The first organic dry pea cultivar/germplasm is expected for release in 2025.
For more information about Thavarajah, go to http://bit.ly/3ZQhwJ2.
Clemson’s land-grant history and the Godley-Snell Award
Clemson University was established in 1889 as part of a land-grant system that began in 1862 with the passage of the Morrill Land Grant Act. Clemson University was founded by Thomas Green Clemson whose vision was a high seminary of learning that would benefit South Carolina residents, land, wildlife, natural resources and economy through academics, research and Extension. A second land grant act, the Morrill Land Grant Act of 1890, led to the establishment of land grant institutions for African Americans.

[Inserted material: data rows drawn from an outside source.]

PR #274, opened 2015-06-16
fix Xcode7 warning: Conflicting return type in implementation of 'supportedInterfaceOrientations'

Coeur:


Coeur:
Hello @samgreen,

Why did you revert this change with your commit 1d379d4?

samgreen:
@Coeur Because this change is not correct. While it is more pragmatic, it specifies a different return type than the super class. Check the docs here: https://developer.apple.com/library/ios/documentation/UIKit/Reference/UIViewController_Class/#//apple_ref/occ/instm/UIViewController/supportedInterfaceOrientations

Coeur:
Well, UIViewController.h says:

    @interface UIViewController (UIViewControllerRotation)
    
    // New Autorotation support.
    - (BOOL)shouldAutorotate NS_AVAILABLE_IOS(6_0);
    - (UIInterfaceOrientationMask)supportedInterfaceOrientations NS_AVAILABLE_IOS(6_0);

So one day Apple will update its online doc I suppose and we will update the signature of this method to finally fix the warning. It wasn't incorrect to do it now, as NSUInteger and UIInterfaceOrientationMask are compatible.

samgreen:
I show this in Xcode 6 (iOS 8.4). If you're using Xcode beta, keep in mind we don't support that.

    - (BOOL)shouldAutorotate NS_AVAILABLE_IOS(6_0);
    - (NSUInteger)supportedInterfaceOrientations NS_AVAILABLE_IOS(6_0);

Coeur:
Well, *we* also has the meaning of the clients of mixpanel. And they might be using Xcode 6 using strict compilation options, or they might be using Xcode 7 using strict compilation options as well. Maybe we could deactivate the clang warning for this specific line while transitioning from Xcode 6 to Xcode 7. 

    // removing warning for Xcode 6 and earlier
    #pragma clang diagnostic push
    #pragma clang diagnostic ignored "-Wall"
    - (UIInterfaceOrientationMask)supportedInterfaceOrientations {
    #pragma clang diagnostic pop

(I know it is not "-Wall", but not sure which one it is exactly, as I only have El Capitan, so I can't install Xcode 6 anymore)

PR #280, opened 2015-07-06
Remove bare PNGs in favor of Xcode image sets. 

### LINKED ISSUE #275: Duplicate asset files are included in the podspec
The podspec has the following:

```ruby
ss.resources 	 = ['Mixpanel/**/*.{png,storyboard}']
```

Which causes some .png files inside the Mixpanel directory to be included, along with files with the same name within the `.xcasset` file which caused a build warning when compiled as a framework.

- https://github.com/mixpanel/mixpanel-iphone/blob/master/Mixpanel/MPCloseBtn.png
- https://github.com/mixpanel/mixpanel-iphone/blob/master/Mixpanel/Media.xcassets/MPCloseBtn.imageset/MPCloseBtn.png

screen shot 2015-06-16 at 11 48 44

samgreen:
Resolves #275


alex-hofsteede:
LGTM

Issue #263, opened 2015-05-14
MPObjectSelector calls view-related methods from background thread


mad102190:
In `MPObjectSelector.m`, class `MPObjectFilter`, the method `getChildrenOfObject: ofType:` (line 379) has the following check:
```objective-c
        if (!class || [((UIViewController *)obj).view isKindOfClass:class]) {
            [children addObject:((UIViewController *)obj).view];
        }
```
This is running on a background thread and can actually cause issues with app-wide animations, since calling `.view` on a UIViewController does more than simply access the view property. Instead, it actually tries to load the view in question, which shouldn't happen on the background thread. 

I've added code in my app that allows me to add a symbolic breakpoint on unsafe background calls (as described in a SO post [here](http://stackoverflow.com/a/26168956), and it gets called many times on app launch due to this call. My animations sometimes get disabled completely in the app (the OS sometimes does this automatically when unsafe calls are made in the background) due to this issue.

samgreen:
This will be resolved in v2.8.2

samgreen:
This should be resolved now if you want to do a `pod install`.

PR #281, opened 2015-07-07
Ensure MPObjectSelector does not accidently invoke loadView from a background thread

### LINKED ISSUE #231: Crash related to MPObjectSelector.m
MPObjectSelector.m line 378
-[MPObjectFilter getChildrenOfObject:ofType:]

causes our app to crash. It happens after our table view controller's viewDidLoad is called.

samgreen:
This should resolve #231 and #263.


alex-hofsteede:
LGTM

Issue #276, opened 2015-06-23
Crash on -[Mixpanel flushQueue:endpoint:]


vj9:
Fatal Exception: NSRangeException
*** -[__NSArrayM objectAtIndex:]: index 4 beyond bounds for empty array

0	CoreFoundation	__exceptionPreprocess
2	CoreFoundation	-[__NSArrayM removeObjectAtIndex:]
3     CoreFoundation	-[NSMutableArray removeObjectsInRange:inArray:range:]
4	Mixpanel.m line 775 -[Mixpanel flushQueue:endpoint:]
5 	Tracker.m line 132 -[Tracker flush]
6 	Tracker.m line 115 -[Tracker stop]
7 	PeopleMetricsTask.m line 68 -[PeopleMetricsTask perform]
8 	Task.m line 61 __19+[Task runClasses:]_block_invoke
9      Foundation	__NSBLOCKOPERATION_IS_CALLING_OUT_TO_A_BLOCK__
10    Foundation	-[NSBlockOperation main]
11	Foundation	-[__NSOperationInternal _start:]
19	libsystem_pthread.dylib	start_wqthread

arittr:
hey @vj9 - what version of the library is this? are you running the Mixpanel SDK on multiple threads? this looks to me like somehow an element in the queue to be flushed is being changed/removed during the flushQueue process.

vj9:
Using mixpanel 2.6.2. Yeah this is being called in a separate thread.

arittr:
hey @vj9 - our current release is v2.8.1 so you might want to try upgrading and see if that fixes the issue. that being said I think threading is the issue here - what operations are you doing from the separate thread? is there any possibility that this array is being touched from two threads at once (like tracking from one and flushing from the other)?

bkvirendra:
I'm using the 2.8.1 and still getting the same crash at [Mixpanel flushQueue:endpoint:]

PR #282, opened 2015-07-08
Synchronize flushQueue using each queue as the mutex token

samgreen:
Ensure the flushQueue method synchronizes on the queue parameter that is passed in. This should prevent issues with multi-threaded code that attempts the mutate the underlying data structures.

### DIFF
--- a/Mixpanel/Mixpanel.m
+++ b/Mixpanel/Mixpanel.m
@@ -616,34 +616,36 @@ static __unused NSString *MPURLEncode(NSString *s)
 
 - (void)flushQueue:(NSMutableArray *)queue endpoint:(NSString *)endpoint
 {
-    while ([queue count] > 0) {
-        NSUInteger batchSize = ([queue count] > 50) ? 50 : [queue count];
-        NSArray *batch = [queue subarrayWithRange:NSMakeRange(0, batchSize)];
+    @synchronized (queue) {
+        while ([queue count] > 0) {
+            NSUInteger batchSize = ([queue count] > 50) ? 50 : [queue count];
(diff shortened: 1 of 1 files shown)


samgreen:
This should resolve #276.

alex-hofsteede:
Can I get a rationale for this change? 

The way the curernt model works, we should always be mutating these lists on the serial queue, so race conditions should not be a problem. If there are other threads modifying the underlying data structures in a non safe manner, then we should fix that. If we can point to a specific case where it truly is best to be modifying the underlying data from another thread, then we can consider adding synchronized.

The main point is that if the code is doing something bad. I'd rather just stop doing the bad thing instead of adding another safety net.

samgreen:
My rationale for this change is to be more defensive in protecting the call to `flush`. I protected this code in response to #276. As it stands now, if users of our library call `flush` on a background thread, and our flush timer calls it on the main thread, we will have a race condition as both threads attempt to mutate the queues.

samgreen:
To be clear, this change is not due to any of the code we've written and is to protect consumers of our library. It may make more sense as an assert to ensure its only called from the main thread. In which case we just need to document to users this method is NOT thread safe.

alex-hofsteede:
Everything inside `[mixpanel flush]` is a block which is added to the serial queue. Access to these structures should already be 'serialized' by virtue of the serial queue. Obviously we're breaking that somewhere, and we need to fix that, but adding another layer of of serialization safety net doesn't fix that so much as cover up a bug that we have somewhere.

samgreen:
Ah I missed the higher level call. Got it.

PR #283, opened 2015-07-09
Automated conversion to modern syntax.

samgreen:
This is an automated conversion performed by Xcode. This will ensure we're using `instancetype` instead of `id` where appropriate. It also makes use of the `NS_DESIGNATED_INITIALIZER` macro to increase clarity and aid interoperability with swift.

### DIFF
--- a/HelloMixpanel/ABTestingTests/ABTestingTests.m
+++ b/HelloMixpanel/ABTestingTests/ABTestingTests.m
@@ -53,7 +53,7 @@
 @end
 @implementation A
 
-- (id)init
+- (instancetype)init
 {
     if((self = [super init])) {
         self.count = 0;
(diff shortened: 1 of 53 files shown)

The Godley-Snell Award is named in honor of W. Cecil Godley, former director of the South Carolina Agricultural Experiment Station, and Absalom W. Snell, former associate director. This is the largest annual agricultural research award given at the university and is allocated from earnings of a fund that was first established upon Godley’s retirement in 1986. The award increased in 1988 when Snell retired.
The purpose of the fund is to stimulate excellence in agricultural research by making a personal award to faculty members involved in research through the Experiment Station.